Recommended Reading List
On this page I will list books that you may like to read and in many cases should read. The books that are not copyrighted will be linked to eBooks
that you can download or read online. Others, if you are interested can be bought, found at a library or in some cases borrowed from Mr. Civ.
The Comic History of Rome by Gilbert Abbott A. Beckett, illustrated by John Leech
This is an hilarious romp through the history of Rome from its beginning to the death of Julius Caesar. All the famous adventures, crisis and eventual victories of the Romans over their enemies, i.e. the rest of the world,which informed
the identity of Romans for centuries and for western culture up to this day have served as examples of the virtue, courage and steadfastness of the strong against the weak. Beckett's satirical approach to Roman history delivers a non-stop knee slapping yet largely accurate account of a great and important history. Quite ironic since it was the Romans who invented political satire. The text is accompanied by numerous engravings and illustrations by John Leech which are as riotous as the text and justify a perusal of the book on their own account.

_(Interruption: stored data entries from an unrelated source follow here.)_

PR #131, opened 2021-08-17
add initial monitor daemonset support

jensfr:
To collect metrics from Kata, we need to run kata-monitor on all nodes where we
can run Kata containers. 

**- What I did**

This adds support for deploying a Daemonset with kata-monitor
on nodes. It will run on the same nodes that the runtime is installed
on by the operators and scale up and down as the machine pool size is
changed. The same label we use for marking nodes for installing the
runtime is used to run the DaemonSet on.

The container image used for the DaemonSet is specified in an environment
variable.

We create and destroy the DaemonSet as part of the Reconcile loop. It
keeps running as long as the KataConfig exists. We creat it after the
Runtimeclass was created and destroy it after the Runtimeclass was
removed.

**- How to verify it**
Install operator and create a KataConfig instance. Check if a Daemonset called
'openshift-sandboxed-containers-monitor' exists. Now delete the kataconfig and verify
that the Daemonset was destroyed. 
Verification of the actually functionality of metrics being collected etc should be done
as part of verifying the Daemonset itself.

- add support for create/destroy of the monitor daemonset

### DIFF
--- a/controllers/openshift_controller.go
+++ b/controllers/openshift_controller.go
@@ -20,6 +20,8 @@ import (
 	"context"
 	"encoding/json"
 	"fmt"
+	appsv1 "k8s.io/api/apps/v1"
+	"os"
 	"time"
 
 	"k8s.io/apimachinery/pkg/labels"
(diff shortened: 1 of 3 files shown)


controllers/openshift_controller.go
```diff
@@ -428,6 +545,19 @@ func (r *KataConfigOpenShiftReconciler) processKataConfigDeleteRequest() (ctrl.R
 		return ctrl.Result{}, err
 	}
 
+	ds := r.processDaemonsetForMonitor()
+	if ds == nil {
+		r.Log.Error(err, "error deleting monitor Daemonset")
+		return ctrl.Result{Requeue: true, RequeueAfter: time.Second * 15}, nil
```
bpradipt, line 551: Two semantic questions
1. Should the error message be more aligned to DS being nil ? May be something like "received empty Daemonset"?
2. Should this be requeue with error ?

controllers/openshift_controller.go
```diff
@@ -111,10 +113,125 @@ func (r *KataConfigOpenShiftReconciler) Reconcile(req ctrl.Request) (ctrl.Result
...
+		if ds != nil {
+			r.Log.Info("daemonset is not nil")
+			if err := controllerutil.SetControllerReference(r.kataConfig, ds, r.Scheme); err != nil {
+				r.Log.Error(err, "setcontrollerreference failed")
+				return ctrl.Result{}, err
+			}
+			r.Log.Info("setcontrollerreference successful")
+		} else {
+			r.Log.Info("ds returned was nil")
+			return ctrl.Result{Requeue: true, RequeueAfter: 15 * time.Second}, nil
```
bpradipt, line 127: Same comment as https://github.com/openshift/sandboxed-containers-operator/pull/131/files#r720001824

controllers/openshift_controller.go
```diff
@@ -111,10 +113,125 @@ func (r *KataConfigOpenShiftReconciler) Reconcile(req ctrl.Request) (ctrl.Result
...
+		err = r.Client.Get(context.TODO(), types.NamespacedName{Name: ds.Name, Namespace: ds.Namespace}, foundDs)
+		if err != nil && k8serrors.IsNotFound(err) {
+			r.Log.Info("Creating a new installation monitor daemonset", "ds.Namespace", ds.Namespace, "ds.Name", ds.Name)
+			err = r.Client.Create(context.TODO(), ds)
+			if err != nil {
+				r.Log.Error(err, "error when creating monitor daemonset")
+				res = ctrl.Result{Requeue: true, RequeueAfter: 15 * time.Second}
+			}
+		} else if err != nil {
+			r.Log.Info("could not get monitor daemonset, try again", err)
```
fgiudici, line 139: guess better a r.log.Error here

nit: what about changing the msg error to something like "could not check if the monitor daemonset is running, try again" ?

controllers/openshift_controller.go
fgiudici: Wondering if this can happen (processDaemonsetForMonitor() returning nil) or is a check to make the code more robust for the future.

fgiudici (commented):
Thanks Jens for adding the daemonset integration!
Found a log.Info that may be a log.Error.

bpradipt:
Closing this in favour of https://github.com/openshift/sandboxed-containers-operator/pull/149
The changes are incorporated into #149

PR #132, opened 2021-08-26
a couple of follow-up changes to webhook addition

pmores:
This commit removes the old guard against handling duplicate KataConfig
instances from the operator code which was made obsolete by deploying
a webhook to prevent duplicates in the first place.

It also upgrades cert-manager resources versions to 'v1'.  Frankly it's
not quite clear if this change is necessary at this point, however given
both 'v1alpha2' and 'v1' work it seems that going with a released version
is reasonable and more future-proof.

**- What I did**

**- How to verify it**


jensfr (approved):
lgtm, Pavel! Thank you!

bpradipt (approved):
/lgtm

bpradipt:
Re-running the e2e test to view latest artifacts

bpradipt (approved):
/lgtm

PR #134, opened 2021-09-13
Patch Series to handle upgrading to latest version of operator-sdk

bpradipt:
This patch series makes necessary changes to the code base to align with latest  operator-sdk (v1.11.0) , controller-runtime (0.9.2) and kubernetes version (1.21.2)

**- What I did**
Updated code, dependencies etc

**- How to verify it**
Building and installing the cluster by following the developer documentation

Upgrade to handle latest operator-sdk (v1.11.0) , controller-runtime (0.9.2) and kubernetes version (1.21.2)


bpradipt:
Seems the CI is failing due to change of operator name (OO_PACKAGE)

pmores:
I won't pretend I'm able to review properly all of this :-) so I'll have just two questions:
- with all the changes in `Makefile`, is the idea that its interface should still work the same?  I mean, `make podman-build IMG=<...>` and `podman-push` and also `make bundle-build BUNDLE_IMG=<...>`.
- there are [changes in the series](https://github.com/openshift/sandboxed-containers-operator/pull/134/commits/4c3900eba717f4b1a5cb58a2fe0a4f78b3d98e59) that would break the validating webhook (well unless the new SDK works radically differently from the previous one).  However there's also some back-and-forth in the series about changing these files or not, so while I *think* the final state is good I'd like to ask whether you verified that the webhook still works (by just attempting to create a duplicate KataConfig)?

Thanks!

bpradipt:
> I won't pretend I'm able to review properly all of this :-) so I'll have just two questions:
> 
> * with all the changes in `Makefile`, is the idea that its interface should still work the same?  I mean, `make podman-build IMG=<...>` and `podman-push` and also `make bundle-build BUNDLE_IMG=<...>`.

Installing `podman-docker` will ensure no changes to default Makefile targets. Otherwise for every target an equivalent `podman-*` will be needed. The development doc mentions `podman-docker` as a pre-req

> * there are [changes in the series](https://github.com/openshift/sandboxed-containers-operator/pull/134/commits/4c3900eba717f4b1a5cb58a2fe0a4f78b3d98e59) that would break the validating webhook (well unless the new SDK works radically differently from the previous one).  However there's also some back-and-forth in the series about changing these files or not, so while I _think_ the final state is good I'd like to ask whether you verified that the webhook still works (by just attempting to create a duplicate KataConfig)?

I tested webhook on a real cluster and it prevents multiple KataConfig from being created. I would also suspect that any issues will get covered in unit tests itself as we do have webhook based tests.


> 
> Thanks!

jensfr (approved):
lgtm, thank you @bpradipt !

Issue #135, opened 2021-09-20
fix retrieving list of nodes


jensfr:
**Description**
When the cluster has nodes in the master pool but none in the worker pool the operator
will not update status information in the KataConfig CR. This is due to a bug in the way we
update the nodes, we have a hardcoded node/roles=worker in there.

**Steps to reproduce the issue:**
This is not super easy to reproduce, you have to change the machine config pools.

Create a cluster, install the operator

1. take all nodes out of the worker machine config pool, remove the worker label from the nodes
2. create a KataConfig, dont select a custom node selector
3. watch during the installation that the status in the KataConfig is not updated, however the installation will still go through, but the runtime will be automatically installed on the maser nodes

**Describe the results you received:**
Status in KataConfig was not updated during installation/uninstallation.

**Describe the results you expected:**
An updates Status in the KataConfig (nodes in progress, completed etc.)

**Additional information you deem important (e.g. issue happens only occasionally):**
This should be ported to release-1.1 and the master branch

PR #136, opened 2021-09-20
KATA-1011: update Status of nodes with selected label

jensfr:
We used to select nodes labelled as workers only. This is wrong
when the user selected a custom label for nodes where the runtime
should be installed. Another case where this doesn't work is on
compact clusters because there we use the master machine config pool.

**- What I did**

Beckett's satire is even more amusing if one is already familiar with the stories as told by the great Roman historian Livy in his great History of Rome and the endlessly interesting biographical sketches of Plutarch.
The Lives of Vespasian, Titus and Domitian
From: The Lives of the Twelve Caesars_______by C. Suetonius Tranquillus
Suetonius' "Lives of the Caesars" supply us with almost all the personal information the we have about the first eleven emperors ( the twelfth Caesar was Julius Caesar who wasn't an emperor and whom we know much about from his own writings and from others). His tendency to dwell on gossip and the juicy idiosyncrasies of the emperors colored the world's perception of the early emperors up until modern times until archaeological and inscriptional evidence painted a somewhat different picture.
Outlines of Roman History___by William C. Morey, Ph.D., D.C.L., Edited by Jeffrey C. Kalb, Jr.
This is a concise history of Rome from its very beginnings in the 8th century B.C. to the fall of the Roman empire in the 5th century A.D. Although it is now over a hundred years old, it offers a solid description of all the major events, trends and historical figures which marked the growth and expansion of Rome in its quest to become the greatest and ultimately the most influential civilization of antiquity.
The Private Life of the Romans___by Harold Whetstone Johnston, Revised by Mary Johnston
The 16 chapters present an overview of family structure, names, marriage, children and education, religion, dependents, slaves and client,, the house and its furniture, dress and personal ornaments, food and meals, amusements and baths, travel and correspondence, books, sources of income and means of living, the Roman's day, burial-places and funeral ceremonies. These things are of interest to us in the case of any ancient or foreign people; in the case of the Romans they are of especial importance, because they help to explain the powerful influence that nation exerted over the old world, and make it easier to understand why that influence is still felt in some degree today.